-- Work required --
Would you copy all lines in the data that contain the word "podman"?

(Entries taken from a collection)

----------------

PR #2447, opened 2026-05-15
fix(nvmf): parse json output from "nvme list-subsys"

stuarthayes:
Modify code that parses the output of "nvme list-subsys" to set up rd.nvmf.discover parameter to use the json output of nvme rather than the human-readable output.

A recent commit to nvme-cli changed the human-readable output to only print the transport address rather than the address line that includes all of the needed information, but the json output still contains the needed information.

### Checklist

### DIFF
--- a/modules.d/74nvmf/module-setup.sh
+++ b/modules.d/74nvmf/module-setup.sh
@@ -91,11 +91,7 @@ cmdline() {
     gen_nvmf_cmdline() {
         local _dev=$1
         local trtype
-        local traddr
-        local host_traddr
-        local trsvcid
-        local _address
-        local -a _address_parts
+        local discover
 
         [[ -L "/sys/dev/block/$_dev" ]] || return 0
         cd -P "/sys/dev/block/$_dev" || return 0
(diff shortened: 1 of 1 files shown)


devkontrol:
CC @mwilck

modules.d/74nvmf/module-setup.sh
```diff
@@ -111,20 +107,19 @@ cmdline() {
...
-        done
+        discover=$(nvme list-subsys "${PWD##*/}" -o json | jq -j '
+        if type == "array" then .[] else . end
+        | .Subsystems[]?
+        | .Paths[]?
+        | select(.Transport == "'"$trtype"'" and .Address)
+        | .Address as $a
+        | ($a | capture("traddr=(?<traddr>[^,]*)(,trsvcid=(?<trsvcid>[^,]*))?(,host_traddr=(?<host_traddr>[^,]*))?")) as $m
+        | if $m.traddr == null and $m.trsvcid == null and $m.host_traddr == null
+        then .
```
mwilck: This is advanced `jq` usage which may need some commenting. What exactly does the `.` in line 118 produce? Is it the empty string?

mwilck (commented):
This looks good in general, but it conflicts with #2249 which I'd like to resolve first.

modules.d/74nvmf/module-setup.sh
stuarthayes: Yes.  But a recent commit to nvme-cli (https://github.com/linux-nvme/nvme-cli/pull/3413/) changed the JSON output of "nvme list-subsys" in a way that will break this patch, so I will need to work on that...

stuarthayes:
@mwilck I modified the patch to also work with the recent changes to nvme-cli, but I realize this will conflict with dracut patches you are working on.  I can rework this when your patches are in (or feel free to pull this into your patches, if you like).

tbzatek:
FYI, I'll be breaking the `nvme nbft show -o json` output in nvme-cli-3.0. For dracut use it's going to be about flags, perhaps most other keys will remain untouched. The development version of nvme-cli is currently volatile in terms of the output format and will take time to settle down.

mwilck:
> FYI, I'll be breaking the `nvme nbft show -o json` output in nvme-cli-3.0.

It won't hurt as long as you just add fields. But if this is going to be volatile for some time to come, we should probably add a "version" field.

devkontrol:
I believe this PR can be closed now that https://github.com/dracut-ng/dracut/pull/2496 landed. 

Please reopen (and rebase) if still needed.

----------------

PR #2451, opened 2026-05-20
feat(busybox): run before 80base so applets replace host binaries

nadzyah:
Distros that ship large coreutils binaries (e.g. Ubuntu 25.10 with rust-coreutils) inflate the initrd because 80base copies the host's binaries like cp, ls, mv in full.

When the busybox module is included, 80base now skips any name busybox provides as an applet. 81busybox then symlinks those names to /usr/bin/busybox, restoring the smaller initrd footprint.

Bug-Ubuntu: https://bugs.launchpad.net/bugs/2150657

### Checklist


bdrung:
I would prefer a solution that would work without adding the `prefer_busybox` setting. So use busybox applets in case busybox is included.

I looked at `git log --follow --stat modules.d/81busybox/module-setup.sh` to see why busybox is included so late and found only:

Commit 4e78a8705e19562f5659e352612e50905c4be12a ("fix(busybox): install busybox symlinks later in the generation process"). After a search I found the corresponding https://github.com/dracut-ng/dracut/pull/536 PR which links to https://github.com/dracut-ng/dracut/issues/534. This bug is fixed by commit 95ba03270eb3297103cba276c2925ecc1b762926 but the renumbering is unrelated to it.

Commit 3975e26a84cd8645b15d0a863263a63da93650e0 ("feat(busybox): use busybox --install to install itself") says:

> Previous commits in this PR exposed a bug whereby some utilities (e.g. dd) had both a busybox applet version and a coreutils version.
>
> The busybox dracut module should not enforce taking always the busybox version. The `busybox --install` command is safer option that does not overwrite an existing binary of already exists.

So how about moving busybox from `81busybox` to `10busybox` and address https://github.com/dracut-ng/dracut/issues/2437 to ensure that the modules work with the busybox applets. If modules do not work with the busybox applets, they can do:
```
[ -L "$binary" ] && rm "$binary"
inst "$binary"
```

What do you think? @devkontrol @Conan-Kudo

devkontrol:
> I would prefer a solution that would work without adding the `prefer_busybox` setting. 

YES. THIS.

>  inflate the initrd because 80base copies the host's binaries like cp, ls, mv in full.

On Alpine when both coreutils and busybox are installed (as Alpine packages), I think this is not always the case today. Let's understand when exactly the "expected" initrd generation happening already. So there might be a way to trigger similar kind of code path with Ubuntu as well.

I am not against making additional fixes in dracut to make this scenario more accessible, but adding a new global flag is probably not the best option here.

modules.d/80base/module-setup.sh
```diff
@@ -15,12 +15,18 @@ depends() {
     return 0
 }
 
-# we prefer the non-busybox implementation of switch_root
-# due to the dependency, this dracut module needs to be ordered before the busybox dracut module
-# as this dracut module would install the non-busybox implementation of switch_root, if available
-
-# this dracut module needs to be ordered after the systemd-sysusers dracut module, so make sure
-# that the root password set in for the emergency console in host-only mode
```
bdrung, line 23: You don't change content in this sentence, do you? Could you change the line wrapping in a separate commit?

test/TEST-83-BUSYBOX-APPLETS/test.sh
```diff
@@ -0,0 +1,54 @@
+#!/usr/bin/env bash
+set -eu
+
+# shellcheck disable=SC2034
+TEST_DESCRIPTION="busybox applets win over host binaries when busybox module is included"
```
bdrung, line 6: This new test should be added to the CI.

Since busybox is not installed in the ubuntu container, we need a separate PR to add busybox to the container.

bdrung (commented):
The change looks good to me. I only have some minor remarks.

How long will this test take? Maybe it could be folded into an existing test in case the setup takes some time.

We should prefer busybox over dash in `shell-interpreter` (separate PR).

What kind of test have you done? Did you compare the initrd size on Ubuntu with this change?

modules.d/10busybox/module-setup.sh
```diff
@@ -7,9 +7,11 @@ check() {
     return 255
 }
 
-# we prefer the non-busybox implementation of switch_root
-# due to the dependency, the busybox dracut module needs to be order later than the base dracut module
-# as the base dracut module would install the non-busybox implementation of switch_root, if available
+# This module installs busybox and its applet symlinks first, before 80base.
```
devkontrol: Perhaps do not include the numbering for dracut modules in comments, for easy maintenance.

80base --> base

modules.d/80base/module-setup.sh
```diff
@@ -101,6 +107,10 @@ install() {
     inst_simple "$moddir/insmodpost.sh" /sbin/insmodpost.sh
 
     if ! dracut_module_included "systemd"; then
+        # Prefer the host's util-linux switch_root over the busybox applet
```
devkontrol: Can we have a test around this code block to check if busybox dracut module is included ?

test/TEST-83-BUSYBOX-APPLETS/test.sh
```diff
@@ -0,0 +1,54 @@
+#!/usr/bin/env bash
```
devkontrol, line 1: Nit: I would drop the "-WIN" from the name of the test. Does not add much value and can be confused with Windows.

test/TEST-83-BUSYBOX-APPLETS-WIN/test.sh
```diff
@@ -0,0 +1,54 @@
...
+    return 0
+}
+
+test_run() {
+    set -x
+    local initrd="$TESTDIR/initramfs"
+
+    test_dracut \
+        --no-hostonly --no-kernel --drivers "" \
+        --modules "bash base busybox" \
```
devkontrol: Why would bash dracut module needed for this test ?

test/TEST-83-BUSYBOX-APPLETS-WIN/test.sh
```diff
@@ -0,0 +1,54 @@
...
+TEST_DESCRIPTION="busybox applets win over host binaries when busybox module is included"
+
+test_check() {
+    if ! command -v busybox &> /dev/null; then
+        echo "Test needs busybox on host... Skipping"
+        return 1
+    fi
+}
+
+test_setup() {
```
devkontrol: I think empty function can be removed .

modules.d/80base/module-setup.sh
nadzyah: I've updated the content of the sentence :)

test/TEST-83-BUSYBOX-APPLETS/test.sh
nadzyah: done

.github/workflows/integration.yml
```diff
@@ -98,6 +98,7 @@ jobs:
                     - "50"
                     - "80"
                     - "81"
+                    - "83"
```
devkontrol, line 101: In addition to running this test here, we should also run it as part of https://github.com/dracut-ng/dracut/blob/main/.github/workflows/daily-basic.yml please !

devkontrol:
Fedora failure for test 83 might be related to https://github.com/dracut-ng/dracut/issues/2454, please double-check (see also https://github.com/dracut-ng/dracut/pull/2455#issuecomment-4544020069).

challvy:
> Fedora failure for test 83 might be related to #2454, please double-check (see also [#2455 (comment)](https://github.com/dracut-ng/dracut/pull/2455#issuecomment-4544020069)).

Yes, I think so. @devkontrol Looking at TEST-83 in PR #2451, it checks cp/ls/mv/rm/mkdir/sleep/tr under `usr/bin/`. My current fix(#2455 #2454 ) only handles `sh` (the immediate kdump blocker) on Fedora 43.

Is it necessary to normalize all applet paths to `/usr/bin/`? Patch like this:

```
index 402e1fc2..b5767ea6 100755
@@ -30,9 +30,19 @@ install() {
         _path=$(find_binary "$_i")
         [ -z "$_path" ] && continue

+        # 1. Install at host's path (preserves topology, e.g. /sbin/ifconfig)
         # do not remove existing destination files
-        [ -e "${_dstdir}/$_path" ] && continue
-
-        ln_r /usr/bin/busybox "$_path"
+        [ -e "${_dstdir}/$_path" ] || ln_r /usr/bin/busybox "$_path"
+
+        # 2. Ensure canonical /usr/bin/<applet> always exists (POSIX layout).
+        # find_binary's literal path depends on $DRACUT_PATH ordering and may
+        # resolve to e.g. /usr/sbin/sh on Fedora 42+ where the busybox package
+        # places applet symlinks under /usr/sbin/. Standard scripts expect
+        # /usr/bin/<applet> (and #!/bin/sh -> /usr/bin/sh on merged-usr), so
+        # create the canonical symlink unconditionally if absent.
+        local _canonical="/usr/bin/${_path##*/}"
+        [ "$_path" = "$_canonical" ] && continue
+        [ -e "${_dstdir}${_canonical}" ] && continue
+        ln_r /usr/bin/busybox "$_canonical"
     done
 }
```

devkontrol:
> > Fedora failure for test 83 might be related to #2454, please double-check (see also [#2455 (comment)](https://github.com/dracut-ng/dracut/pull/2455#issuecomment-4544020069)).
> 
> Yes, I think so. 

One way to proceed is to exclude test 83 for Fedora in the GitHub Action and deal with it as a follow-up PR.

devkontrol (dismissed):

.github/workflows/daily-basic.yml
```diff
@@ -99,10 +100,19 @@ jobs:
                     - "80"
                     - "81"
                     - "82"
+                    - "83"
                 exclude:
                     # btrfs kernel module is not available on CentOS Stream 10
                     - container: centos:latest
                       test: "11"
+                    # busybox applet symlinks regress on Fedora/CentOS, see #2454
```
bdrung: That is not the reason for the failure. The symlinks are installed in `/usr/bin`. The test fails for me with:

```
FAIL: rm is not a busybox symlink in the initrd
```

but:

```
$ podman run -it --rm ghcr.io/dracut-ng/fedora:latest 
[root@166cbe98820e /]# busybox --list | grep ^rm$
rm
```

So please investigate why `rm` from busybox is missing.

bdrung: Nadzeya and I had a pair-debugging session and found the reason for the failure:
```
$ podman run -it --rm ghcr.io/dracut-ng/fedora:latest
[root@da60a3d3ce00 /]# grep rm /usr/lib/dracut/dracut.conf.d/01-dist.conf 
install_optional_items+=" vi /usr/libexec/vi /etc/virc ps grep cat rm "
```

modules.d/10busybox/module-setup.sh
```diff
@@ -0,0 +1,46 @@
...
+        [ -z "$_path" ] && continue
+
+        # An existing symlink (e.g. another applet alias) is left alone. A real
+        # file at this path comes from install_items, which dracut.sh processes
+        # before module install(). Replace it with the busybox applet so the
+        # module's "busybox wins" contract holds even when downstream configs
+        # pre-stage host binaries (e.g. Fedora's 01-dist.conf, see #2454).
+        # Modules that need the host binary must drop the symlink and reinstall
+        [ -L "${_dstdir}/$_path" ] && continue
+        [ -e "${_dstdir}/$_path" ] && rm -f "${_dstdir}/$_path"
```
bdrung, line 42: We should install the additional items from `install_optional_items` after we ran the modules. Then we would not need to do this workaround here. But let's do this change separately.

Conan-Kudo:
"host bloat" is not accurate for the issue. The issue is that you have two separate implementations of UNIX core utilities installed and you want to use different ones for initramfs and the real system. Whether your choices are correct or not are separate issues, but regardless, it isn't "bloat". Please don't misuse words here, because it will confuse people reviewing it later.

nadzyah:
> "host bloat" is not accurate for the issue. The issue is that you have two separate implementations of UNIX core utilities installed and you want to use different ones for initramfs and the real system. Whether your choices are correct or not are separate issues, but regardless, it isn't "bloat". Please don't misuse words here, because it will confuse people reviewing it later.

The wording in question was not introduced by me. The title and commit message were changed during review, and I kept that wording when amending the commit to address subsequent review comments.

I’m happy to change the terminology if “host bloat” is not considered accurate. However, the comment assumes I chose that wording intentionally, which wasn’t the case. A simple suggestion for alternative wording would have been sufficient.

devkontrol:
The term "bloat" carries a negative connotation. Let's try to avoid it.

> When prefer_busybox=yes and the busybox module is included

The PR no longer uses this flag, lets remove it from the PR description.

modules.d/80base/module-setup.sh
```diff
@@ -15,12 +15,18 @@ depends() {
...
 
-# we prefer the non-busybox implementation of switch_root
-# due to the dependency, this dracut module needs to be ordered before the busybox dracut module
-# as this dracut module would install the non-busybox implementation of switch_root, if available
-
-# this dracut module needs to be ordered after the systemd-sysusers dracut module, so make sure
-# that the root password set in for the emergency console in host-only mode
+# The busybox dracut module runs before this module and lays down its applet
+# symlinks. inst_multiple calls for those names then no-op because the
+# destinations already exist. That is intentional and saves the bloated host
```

----------------

-- Reply to the task --
$ podman run -it --rm ghcr.io/dracut-ng/fedora:latest 
$ podman run -it --rm ghcr.io/dracut-ng/fedora:latest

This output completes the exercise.